Yes, I can see an imposition being put forward in Riley's argument. She seems to be orienting the public to consider her in a different perspective. I get that part-its survival. It's wanting to be accepted by all. However, we can not persuade people to ignore their appetites to taste our own.
Acceptance is the thing. Let it be its own reward. I'll say.
I have much to say on this subject. I'll see how the article proceeds.
Even as a Christian, I am sophisticated enough (and want to stay curious enough to learn) to know that some trans-persons are indulging themselves in playing around with transition 'states.' For instance. There is the woman (appearing as a bearded man on Oprah) who once sensationalized herself as "the first pregnant man." Of course, nothing could have been farther from the truth. Then, there is this trend of transitioning men appearing naked with male personas and functioning vaginas engaging in sexploitation movies (Yes, I have seen it with my own two eyes).
These people seem to be 'formulating' a new genre: "Bi-sexed" (I made it up) or "In-betweens."
On this one. Many years ago, I became aware of men who are heavily attracted to lesbian sex. That is, these men have a fetish for videos of two women with no males images representing themselves in the frames. At the time I thought how curious and odd that is—seeing that the men watching are well, males. Now science inadvertently may have provided a means (of sorts) for these men to 'explore' gender line-crossing. Whereas, a male can transition to become a woman in order to indulge lesbian fantasies or a full-fledged spiritual connection. I am wondering is this is what is occurring in some cases in this community (above).

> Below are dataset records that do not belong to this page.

PR #2293, opened 2022-01-26
chore: update github label policy

kevinslin:
issue labeler should only update labels on first open instead of
everytime someone edits

### DIFF
--- a/.github/workflows/issue-labler.yml
+++ b/.github/workflows/issue-labler.yml
@@ -1,7 +1,7 @@
 name: "Issue Labeler"
 on:
   issues:
-    types: [opened, edited]
+    types: [opened]
 
 jobs:
   triage:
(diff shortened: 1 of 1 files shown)


hikchoi:
Ticking the checkboxes unfortunately is an `edit`, but do we also want to not have the labeler add back `triage-needed` when there is a legitimate edit? (and other label changes).

I guess the person on-call could make note of the discussion and follow up without relying on the labeler bot. I don't really have a strong opinion on this.

hikchoi:
Since we are fixing the bots here, can we also change [this line](https://github.com/dendronhq/dendron/blob/master/.github/no-response.yml#L4) to match what [this document](https://github.com/dendronhq/dendron-docs/blob/main/vault/dev.process.issues.md#L54:L54) is describing? (doc says no-response closes after 7 days, but the config is set to 3 right now)

jonathanyeung:
aside from comment from @hikchoi , lgtm

kevinslin:
@hikchoi when users edit, we should get notified when sorting issues by last updated. will add a line in the oncall sop to check for that

kevinslin:
i've updated the docs to switch to 3 days. until we get our backlog under control, lets err to getting more tickets closed out sooner

PR #2295, opened 2022-01-26
enhance(schemas): Support date subsitution via string replacement

tma66:
As followup from https://github.com/dendronhq/dendron/discussions/2207, we will use string replacement instead of lodash to support date variable substitution. Since we don't need javascript evalaution, we find this will be simpler. We will still use lodash default interpolate delimiter

**Testing**
Create template as follows:
```
Year is <%= CURRENT_YEAR %>
Month is <%=CURRENT_MONTH %>
Hour is <%=CURRENT_HOUR%>

This links goes to [[daily.journal.<%=CURRENT_YEAR%>.<%= CURRENT_MONTH%>.<%= CURRENT_DAY%>]]
```
Creating note with template leads to:
```
Year is 2022
Month is 01
Hour is 13

This links goes to [[daily.journal.2022.01.26]]
```

Updated docs for [[Template Variables|dendron://dendron.dendron-site/dendron.topic.templates#template-variables]]

**Madge**
Before: 130
After: 130

### DIFF
--- a/packages/common-all/src/dnode.ts
+++ b/packages/common-all/src/dnode.ts
@@ -1372,22 +1372,34 @@ export class SchemaUtils {
         note.body = tempNote.body;
       }
 
-      // Apply date variable substitution to the body based on mustache delimiter if applicable
-      // E.g. if template has {{ CURRENT_YEAR }}, new note will contain 2021
-      // Use mustache delimiter
-      // TODO: Renable date variable substitution when new format is thought through
-      /*_.templateSettings.interpolate = /\{\{([\s\S]+?)\}\}/g;
-
+      // Apply date variable substitution to the body based on lodash interpolate delimiter if applicable
+      // E.g. if template has <%= CURRENT_YEAR %>, new note will contain 2021
       const currentDate = Time.now();
-      const compiledSchemaTemplate = _.template(note.body);
-      note.body = compiledSchemaTemplate({
-        CURRENT_YEAR: currentDate.toFormat("yyyy"),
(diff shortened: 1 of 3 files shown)


jonathanyeung:
Code looks good to me - but we should have a corresponding docs change to detail the new format?

packages/common-all/src/dnode.ts
```diff
@@ -1372,22 +1372,34 @@ export class SchemaUtils {
...
-        CURRENT_YEAR: currentDate.toFormat("yyyy"),
-        CURRENT_MONTH: currentDate.toFormat("LL"),
-        CURRENT_DAY: currentDate.toFormat("dd"),
-        CURRENT_HOUR: currentDate.toFormat("HH"),
-        CURRENT_MINUTE: currentDate.toFormat("mm"),
-        CURRENT_SECOND: currentDate.toFormat("ss"),
-      });*/
+
+      note.body = note.body.replace(
+        new RegExp("<%=\\s*CURRENT_YEAR\\s*%>", "g"),
```
SeriousBug, line 1380: Nitpick: Could we use regular expression literals? Like `/<%=\s*CURRENT_YEAR\s*%>/g`

SeriousBug (approved):
Just one minor nitpick, but we can merge without fixing that. It looks good to me, tested manually and it works fine.

packages/common-all/src/dnode.ts
tma66: Sure, no problem

kevinslin (approved):
this looks good.nice job!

Let me be clear at this point. I have seen startled by the fact that there are women passing as men which may cross my path in male-only facilities like public bathrooms. At first, I found the thought repulsive, then 'frightful,' then I felt exposed and compromised. Worse of all, when I saw the muscle mass on some of these fully transitioned men - I wondered. . . are they fooling around with other gay men unbeknown? Finally, I wondered about the in-betweens. Even going so far as to imagine if they have the best of both worlds? That being a male physique and female sex organs. It can be quite. . .a remarkable and intriguing relationship???
I agree with your remarks on this. Diversity requires that people locate and stay on the 'happy median' between themselves without causing undue stresses, shame, or violence. This notion that it is a "winner take all" proposition is disturbing and dangerous—to trangender people the most!